## Task prompt:
Across the records, count every line that includes "weights" and give the number by itself.

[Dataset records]
====
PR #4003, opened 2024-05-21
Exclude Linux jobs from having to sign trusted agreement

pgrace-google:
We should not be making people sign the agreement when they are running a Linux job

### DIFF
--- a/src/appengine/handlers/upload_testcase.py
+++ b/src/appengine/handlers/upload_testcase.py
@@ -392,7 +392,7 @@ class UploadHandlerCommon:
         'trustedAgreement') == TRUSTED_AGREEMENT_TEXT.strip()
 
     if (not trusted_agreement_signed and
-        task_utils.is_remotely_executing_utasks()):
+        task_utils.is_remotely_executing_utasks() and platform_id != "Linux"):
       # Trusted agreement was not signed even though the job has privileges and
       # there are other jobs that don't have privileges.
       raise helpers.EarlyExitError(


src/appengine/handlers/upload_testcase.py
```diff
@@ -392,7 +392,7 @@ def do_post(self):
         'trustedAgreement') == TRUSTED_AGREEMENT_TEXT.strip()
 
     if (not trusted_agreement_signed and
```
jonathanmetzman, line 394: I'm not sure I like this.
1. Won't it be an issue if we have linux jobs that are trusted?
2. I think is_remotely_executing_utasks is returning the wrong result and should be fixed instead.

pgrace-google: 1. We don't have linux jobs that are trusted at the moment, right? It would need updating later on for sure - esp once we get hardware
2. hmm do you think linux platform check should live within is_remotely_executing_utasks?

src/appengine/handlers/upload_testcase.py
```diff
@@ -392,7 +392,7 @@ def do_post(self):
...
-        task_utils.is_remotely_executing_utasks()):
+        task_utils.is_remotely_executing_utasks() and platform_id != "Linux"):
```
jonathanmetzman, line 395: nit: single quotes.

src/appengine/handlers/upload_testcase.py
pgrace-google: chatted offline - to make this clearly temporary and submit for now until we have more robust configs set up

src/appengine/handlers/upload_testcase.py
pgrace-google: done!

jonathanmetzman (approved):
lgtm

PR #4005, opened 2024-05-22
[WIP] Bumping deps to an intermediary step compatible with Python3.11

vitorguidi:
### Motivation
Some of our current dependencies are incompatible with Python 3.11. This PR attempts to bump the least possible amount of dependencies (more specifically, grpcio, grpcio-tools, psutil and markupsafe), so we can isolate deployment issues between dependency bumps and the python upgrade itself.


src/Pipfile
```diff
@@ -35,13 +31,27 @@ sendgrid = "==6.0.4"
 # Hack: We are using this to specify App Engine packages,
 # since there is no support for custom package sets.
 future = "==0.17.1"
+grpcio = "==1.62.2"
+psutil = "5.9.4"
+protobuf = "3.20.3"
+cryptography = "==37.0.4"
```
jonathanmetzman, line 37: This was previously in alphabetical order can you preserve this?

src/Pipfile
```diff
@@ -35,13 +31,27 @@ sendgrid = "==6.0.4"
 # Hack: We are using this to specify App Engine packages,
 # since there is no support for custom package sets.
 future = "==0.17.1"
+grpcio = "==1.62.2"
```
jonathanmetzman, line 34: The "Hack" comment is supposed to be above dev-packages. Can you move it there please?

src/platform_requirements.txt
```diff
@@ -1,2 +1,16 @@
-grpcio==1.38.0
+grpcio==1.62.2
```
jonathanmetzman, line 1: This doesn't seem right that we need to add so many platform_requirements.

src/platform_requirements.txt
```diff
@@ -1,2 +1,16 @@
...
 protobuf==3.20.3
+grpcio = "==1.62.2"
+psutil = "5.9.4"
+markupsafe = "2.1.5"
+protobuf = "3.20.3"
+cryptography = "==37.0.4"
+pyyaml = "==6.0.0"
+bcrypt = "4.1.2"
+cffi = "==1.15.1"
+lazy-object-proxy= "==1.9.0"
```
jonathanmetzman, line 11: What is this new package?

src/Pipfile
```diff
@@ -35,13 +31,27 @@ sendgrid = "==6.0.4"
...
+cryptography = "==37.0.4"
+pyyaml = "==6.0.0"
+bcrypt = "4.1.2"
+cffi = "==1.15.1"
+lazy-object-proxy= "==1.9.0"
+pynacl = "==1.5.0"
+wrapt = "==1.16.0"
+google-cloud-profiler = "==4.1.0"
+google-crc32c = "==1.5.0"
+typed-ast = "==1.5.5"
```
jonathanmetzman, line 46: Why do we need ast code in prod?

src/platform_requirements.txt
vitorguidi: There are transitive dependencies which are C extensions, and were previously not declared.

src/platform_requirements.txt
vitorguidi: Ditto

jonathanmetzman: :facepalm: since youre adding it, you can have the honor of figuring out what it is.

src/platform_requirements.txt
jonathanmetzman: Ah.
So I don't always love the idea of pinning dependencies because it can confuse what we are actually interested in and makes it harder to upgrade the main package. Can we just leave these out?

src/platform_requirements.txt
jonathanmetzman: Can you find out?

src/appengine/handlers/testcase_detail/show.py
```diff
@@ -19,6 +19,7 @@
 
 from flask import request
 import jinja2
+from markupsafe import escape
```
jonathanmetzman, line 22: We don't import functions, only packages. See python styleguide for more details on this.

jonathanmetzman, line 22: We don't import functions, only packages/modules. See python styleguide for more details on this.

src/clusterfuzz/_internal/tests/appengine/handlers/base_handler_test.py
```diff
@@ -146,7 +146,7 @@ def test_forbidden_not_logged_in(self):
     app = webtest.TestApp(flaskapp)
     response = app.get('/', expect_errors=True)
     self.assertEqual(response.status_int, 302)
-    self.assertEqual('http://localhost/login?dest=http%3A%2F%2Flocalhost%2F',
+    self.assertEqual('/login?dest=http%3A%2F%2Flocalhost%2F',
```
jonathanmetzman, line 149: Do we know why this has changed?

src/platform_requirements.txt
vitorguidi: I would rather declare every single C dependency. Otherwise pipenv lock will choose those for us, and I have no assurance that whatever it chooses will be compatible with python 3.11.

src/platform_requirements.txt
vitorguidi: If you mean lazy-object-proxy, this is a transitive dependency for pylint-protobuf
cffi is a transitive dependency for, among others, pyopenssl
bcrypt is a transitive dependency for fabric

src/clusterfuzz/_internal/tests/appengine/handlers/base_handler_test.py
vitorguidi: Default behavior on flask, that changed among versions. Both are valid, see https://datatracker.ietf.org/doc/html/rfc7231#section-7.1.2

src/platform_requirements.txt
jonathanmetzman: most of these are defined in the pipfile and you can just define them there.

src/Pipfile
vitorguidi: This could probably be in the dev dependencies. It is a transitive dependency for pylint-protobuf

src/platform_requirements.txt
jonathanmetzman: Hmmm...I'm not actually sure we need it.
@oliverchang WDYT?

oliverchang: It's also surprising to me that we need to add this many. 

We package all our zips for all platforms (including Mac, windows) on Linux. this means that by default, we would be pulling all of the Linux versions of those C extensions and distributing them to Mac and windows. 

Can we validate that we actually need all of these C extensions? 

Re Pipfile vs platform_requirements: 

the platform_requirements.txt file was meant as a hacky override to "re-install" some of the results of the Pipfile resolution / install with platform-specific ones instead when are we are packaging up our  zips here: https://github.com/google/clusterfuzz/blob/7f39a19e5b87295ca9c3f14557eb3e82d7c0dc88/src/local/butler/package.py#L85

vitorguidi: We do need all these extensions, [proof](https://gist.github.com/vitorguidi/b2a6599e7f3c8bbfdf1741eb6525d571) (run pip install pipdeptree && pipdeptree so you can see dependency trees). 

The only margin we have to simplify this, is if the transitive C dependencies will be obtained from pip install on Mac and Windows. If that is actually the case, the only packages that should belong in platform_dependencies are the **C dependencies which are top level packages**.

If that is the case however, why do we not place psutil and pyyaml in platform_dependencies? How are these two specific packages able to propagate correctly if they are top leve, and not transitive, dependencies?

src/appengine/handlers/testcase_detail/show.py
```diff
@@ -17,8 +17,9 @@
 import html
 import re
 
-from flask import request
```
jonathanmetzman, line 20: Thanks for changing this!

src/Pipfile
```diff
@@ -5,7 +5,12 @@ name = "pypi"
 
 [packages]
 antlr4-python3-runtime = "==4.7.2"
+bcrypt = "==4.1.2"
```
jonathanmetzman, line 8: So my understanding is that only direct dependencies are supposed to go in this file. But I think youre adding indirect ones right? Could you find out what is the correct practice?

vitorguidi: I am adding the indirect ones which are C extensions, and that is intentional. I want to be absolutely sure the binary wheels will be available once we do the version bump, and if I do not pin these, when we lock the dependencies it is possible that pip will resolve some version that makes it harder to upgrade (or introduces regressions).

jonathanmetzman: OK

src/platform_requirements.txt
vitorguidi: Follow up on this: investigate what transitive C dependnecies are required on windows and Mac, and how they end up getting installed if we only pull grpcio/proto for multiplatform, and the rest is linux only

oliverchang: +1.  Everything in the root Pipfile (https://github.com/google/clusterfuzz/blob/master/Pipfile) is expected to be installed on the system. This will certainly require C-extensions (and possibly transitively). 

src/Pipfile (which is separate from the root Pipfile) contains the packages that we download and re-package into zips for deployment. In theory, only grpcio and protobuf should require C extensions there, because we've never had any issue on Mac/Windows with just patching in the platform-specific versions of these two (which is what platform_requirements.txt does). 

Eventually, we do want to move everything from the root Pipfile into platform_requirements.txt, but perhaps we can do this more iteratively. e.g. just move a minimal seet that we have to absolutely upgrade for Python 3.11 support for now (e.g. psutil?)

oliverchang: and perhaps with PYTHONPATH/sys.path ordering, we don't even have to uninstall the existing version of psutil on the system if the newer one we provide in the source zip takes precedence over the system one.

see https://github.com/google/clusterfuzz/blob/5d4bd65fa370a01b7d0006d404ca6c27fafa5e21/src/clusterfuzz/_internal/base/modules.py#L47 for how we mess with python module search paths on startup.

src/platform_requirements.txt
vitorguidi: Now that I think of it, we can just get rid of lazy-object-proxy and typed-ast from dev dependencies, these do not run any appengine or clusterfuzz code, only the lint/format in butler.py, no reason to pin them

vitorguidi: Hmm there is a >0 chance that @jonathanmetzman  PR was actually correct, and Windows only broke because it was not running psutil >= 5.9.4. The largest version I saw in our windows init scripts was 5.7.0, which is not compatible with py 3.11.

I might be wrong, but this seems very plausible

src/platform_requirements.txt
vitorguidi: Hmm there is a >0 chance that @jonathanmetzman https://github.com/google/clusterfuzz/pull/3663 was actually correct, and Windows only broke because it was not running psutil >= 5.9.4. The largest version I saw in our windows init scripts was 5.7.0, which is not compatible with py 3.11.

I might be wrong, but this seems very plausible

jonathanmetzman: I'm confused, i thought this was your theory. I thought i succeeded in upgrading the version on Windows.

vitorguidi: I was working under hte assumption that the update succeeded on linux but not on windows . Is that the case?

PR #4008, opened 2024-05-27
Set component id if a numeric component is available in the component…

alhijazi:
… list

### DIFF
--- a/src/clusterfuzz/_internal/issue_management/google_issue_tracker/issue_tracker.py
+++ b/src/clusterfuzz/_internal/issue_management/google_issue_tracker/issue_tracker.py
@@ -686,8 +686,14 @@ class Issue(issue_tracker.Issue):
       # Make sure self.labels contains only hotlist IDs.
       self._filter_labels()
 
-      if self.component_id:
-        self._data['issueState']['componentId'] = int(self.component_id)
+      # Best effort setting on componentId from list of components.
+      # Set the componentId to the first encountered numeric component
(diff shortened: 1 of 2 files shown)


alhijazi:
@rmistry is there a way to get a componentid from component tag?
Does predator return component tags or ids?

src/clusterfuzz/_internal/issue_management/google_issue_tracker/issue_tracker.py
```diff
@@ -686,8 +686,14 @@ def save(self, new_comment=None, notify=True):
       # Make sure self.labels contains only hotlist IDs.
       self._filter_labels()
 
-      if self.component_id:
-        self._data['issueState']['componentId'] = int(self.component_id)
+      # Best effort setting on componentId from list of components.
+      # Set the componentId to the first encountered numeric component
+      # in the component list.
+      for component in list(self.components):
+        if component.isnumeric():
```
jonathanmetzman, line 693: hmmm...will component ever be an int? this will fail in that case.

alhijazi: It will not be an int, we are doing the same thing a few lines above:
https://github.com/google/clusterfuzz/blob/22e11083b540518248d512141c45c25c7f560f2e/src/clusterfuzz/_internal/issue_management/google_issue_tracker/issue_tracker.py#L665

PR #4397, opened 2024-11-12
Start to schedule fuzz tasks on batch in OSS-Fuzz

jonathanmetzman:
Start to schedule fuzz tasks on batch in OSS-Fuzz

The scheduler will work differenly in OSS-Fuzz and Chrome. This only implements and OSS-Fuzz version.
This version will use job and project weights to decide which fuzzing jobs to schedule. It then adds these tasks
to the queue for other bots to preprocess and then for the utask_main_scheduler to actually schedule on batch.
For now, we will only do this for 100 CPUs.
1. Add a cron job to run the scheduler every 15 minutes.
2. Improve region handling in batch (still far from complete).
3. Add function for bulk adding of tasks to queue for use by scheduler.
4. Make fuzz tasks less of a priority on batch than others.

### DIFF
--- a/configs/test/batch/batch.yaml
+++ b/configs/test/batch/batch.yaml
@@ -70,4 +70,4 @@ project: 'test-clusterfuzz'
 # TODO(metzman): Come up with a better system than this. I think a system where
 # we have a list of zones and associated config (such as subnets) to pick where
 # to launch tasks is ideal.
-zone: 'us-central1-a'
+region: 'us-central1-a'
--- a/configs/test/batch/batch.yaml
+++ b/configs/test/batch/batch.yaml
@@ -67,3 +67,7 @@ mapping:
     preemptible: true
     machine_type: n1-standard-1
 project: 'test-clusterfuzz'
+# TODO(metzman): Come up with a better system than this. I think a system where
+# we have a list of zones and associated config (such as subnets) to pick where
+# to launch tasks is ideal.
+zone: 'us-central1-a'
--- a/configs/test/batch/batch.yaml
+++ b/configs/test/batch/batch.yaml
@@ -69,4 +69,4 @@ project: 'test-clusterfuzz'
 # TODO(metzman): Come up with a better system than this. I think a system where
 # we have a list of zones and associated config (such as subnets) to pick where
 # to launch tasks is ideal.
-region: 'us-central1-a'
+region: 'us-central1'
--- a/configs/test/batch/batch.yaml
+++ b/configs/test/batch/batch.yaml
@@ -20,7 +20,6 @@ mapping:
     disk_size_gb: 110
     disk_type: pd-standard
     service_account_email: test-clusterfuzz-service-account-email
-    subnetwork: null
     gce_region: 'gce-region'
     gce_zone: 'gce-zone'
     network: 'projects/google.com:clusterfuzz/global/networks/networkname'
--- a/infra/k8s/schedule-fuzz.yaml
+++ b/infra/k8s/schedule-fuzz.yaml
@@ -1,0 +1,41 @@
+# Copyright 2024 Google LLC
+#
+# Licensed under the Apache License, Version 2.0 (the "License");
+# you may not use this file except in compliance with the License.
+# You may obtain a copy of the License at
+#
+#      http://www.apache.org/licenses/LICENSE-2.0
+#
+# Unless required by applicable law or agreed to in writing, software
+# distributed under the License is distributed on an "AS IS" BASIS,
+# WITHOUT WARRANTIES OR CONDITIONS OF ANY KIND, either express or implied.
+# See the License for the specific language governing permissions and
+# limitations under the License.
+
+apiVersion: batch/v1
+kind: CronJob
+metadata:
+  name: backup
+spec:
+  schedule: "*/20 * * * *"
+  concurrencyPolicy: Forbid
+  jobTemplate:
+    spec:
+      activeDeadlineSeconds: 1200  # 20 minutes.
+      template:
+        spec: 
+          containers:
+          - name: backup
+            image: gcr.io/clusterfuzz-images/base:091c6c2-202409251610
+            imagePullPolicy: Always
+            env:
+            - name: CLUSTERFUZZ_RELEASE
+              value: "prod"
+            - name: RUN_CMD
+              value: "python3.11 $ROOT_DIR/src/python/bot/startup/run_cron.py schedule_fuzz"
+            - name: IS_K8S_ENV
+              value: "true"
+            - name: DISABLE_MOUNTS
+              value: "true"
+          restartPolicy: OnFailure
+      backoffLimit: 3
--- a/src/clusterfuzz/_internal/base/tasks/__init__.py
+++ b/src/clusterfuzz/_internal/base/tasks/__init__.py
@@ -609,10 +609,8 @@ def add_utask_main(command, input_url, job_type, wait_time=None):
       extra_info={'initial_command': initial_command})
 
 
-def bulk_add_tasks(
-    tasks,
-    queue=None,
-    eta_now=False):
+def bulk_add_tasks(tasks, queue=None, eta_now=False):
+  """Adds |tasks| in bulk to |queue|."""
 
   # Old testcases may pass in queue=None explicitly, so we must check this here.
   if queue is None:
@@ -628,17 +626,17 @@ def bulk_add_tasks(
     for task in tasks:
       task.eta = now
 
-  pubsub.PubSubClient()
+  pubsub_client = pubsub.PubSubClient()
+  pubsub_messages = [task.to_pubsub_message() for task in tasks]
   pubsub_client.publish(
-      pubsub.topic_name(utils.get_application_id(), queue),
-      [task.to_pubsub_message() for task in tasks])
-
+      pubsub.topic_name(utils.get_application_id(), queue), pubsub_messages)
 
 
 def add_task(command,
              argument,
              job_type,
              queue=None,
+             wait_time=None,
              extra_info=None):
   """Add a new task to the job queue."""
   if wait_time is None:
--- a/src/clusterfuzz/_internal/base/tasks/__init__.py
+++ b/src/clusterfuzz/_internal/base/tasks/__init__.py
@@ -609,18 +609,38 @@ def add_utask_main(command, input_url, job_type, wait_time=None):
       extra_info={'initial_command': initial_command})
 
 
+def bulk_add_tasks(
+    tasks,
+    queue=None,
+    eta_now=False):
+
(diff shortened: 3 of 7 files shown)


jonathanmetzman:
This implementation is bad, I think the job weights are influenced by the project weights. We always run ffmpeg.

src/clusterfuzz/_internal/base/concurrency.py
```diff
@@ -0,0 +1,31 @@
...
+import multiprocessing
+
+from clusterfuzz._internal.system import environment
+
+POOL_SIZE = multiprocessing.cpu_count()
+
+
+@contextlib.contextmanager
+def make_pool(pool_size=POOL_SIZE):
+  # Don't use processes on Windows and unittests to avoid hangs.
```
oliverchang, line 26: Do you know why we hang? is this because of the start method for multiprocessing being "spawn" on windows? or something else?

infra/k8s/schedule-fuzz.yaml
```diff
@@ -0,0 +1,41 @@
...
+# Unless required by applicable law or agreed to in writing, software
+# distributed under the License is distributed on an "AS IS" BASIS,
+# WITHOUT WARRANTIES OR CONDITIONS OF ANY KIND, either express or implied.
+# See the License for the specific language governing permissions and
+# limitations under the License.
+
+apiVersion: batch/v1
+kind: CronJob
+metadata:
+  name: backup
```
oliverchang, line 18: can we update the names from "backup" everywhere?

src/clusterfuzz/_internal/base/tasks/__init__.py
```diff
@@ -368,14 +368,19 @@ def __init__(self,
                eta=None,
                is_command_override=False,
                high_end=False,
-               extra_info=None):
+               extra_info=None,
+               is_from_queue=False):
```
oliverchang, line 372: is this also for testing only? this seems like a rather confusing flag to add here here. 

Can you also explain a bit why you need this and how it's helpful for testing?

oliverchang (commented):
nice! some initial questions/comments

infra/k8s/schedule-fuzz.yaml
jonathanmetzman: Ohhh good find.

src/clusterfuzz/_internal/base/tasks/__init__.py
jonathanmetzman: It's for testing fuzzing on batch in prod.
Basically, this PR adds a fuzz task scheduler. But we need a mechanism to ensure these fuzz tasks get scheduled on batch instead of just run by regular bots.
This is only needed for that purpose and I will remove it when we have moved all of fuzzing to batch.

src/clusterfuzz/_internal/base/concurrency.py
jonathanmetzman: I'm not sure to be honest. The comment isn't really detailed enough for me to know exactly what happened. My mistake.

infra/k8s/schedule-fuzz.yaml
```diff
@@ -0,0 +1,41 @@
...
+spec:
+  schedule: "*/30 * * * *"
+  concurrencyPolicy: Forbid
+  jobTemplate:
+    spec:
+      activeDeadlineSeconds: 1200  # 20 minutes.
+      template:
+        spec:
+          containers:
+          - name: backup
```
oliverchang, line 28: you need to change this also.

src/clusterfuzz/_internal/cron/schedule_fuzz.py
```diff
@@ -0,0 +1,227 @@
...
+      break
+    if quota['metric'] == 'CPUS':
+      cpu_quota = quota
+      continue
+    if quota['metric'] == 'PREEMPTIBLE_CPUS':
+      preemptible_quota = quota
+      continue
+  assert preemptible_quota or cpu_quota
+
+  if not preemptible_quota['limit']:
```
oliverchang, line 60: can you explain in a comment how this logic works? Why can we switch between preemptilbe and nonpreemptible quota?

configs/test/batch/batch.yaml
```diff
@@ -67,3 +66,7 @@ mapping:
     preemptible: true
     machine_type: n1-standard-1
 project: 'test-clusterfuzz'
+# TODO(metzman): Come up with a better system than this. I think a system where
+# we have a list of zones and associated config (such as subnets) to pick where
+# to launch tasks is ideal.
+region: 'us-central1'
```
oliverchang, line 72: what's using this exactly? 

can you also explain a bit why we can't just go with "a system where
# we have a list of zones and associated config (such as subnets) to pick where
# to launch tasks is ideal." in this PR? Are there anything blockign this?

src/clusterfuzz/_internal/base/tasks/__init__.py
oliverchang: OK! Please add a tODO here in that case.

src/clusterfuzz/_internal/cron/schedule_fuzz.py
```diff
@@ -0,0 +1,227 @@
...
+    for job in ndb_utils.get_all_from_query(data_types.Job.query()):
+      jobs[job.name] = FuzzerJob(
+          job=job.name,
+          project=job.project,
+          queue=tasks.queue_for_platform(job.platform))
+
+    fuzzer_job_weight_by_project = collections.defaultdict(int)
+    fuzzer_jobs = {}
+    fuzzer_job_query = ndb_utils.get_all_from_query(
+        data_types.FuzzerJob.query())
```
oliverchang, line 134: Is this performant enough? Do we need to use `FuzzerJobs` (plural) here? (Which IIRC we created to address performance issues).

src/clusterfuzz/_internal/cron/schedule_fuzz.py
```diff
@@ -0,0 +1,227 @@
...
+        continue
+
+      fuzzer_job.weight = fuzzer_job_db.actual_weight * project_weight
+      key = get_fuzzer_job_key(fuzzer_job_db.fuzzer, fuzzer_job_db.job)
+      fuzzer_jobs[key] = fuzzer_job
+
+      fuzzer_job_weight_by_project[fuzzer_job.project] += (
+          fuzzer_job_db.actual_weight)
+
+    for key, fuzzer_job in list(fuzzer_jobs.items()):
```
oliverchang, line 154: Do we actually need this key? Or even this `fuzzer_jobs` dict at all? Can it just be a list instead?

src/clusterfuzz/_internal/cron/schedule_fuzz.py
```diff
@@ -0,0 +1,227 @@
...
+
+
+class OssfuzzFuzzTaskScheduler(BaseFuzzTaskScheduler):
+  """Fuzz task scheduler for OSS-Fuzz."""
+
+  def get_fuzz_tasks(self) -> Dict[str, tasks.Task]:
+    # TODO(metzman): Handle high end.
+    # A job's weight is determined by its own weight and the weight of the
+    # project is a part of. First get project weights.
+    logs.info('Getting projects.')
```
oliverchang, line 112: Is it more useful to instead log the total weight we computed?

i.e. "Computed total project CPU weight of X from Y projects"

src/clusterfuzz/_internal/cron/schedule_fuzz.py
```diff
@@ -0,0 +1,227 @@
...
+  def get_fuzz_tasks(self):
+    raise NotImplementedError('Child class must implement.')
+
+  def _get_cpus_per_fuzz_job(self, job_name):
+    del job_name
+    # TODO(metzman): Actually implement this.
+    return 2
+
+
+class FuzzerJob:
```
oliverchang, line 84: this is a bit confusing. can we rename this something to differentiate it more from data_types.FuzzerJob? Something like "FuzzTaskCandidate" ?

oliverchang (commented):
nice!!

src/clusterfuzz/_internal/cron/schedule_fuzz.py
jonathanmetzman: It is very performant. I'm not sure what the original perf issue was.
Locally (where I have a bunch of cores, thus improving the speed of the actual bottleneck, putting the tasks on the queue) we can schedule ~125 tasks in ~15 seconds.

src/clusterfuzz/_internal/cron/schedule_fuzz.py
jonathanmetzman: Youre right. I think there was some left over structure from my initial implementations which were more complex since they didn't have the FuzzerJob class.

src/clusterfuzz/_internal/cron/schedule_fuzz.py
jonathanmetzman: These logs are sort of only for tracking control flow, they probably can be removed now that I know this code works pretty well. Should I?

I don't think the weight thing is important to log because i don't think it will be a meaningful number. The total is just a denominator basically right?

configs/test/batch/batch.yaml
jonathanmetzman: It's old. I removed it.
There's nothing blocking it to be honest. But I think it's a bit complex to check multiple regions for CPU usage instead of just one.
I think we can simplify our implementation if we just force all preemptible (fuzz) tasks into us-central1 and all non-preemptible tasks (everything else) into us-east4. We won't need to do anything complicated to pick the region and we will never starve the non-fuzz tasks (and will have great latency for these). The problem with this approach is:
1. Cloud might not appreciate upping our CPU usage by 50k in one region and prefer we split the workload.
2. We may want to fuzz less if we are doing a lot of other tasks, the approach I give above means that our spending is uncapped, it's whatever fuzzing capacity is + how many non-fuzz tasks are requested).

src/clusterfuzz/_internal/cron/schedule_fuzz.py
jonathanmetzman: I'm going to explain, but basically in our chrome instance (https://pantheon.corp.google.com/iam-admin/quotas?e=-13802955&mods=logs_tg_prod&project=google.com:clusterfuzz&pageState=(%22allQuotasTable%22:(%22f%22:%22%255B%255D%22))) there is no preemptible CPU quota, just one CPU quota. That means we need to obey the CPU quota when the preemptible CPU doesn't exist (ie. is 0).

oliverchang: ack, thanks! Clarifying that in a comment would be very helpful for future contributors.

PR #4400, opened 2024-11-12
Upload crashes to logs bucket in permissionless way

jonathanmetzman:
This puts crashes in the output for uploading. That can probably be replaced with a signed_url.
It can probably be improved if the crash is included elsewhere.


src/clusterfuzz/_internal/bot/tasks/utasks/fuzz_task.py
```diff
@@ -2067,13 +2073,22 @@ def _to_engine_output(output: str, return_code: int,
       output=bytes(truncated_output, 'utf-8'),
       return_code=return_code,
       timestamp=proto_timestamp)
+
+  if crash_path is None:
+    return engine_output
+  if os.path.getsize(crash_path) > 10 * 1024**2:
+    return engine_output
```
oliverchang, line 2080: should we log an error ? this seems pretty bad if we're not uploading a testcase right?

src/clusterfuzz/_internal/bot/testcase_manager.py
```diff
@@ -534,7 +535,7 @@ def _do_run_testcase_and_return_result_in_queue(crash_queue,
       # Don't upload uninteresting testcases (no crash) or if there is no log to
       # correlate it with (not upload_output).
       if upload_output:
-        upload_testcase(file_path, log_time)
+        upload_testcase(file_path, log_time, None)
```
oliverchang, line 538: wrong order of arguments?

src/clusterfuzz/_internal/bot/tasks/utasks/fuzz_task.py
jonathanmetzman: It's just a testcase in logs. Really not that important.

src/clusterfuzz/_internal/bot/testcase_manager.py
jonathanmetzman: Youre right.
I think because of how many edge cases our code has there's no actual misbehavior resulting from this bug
====
## Task response:
3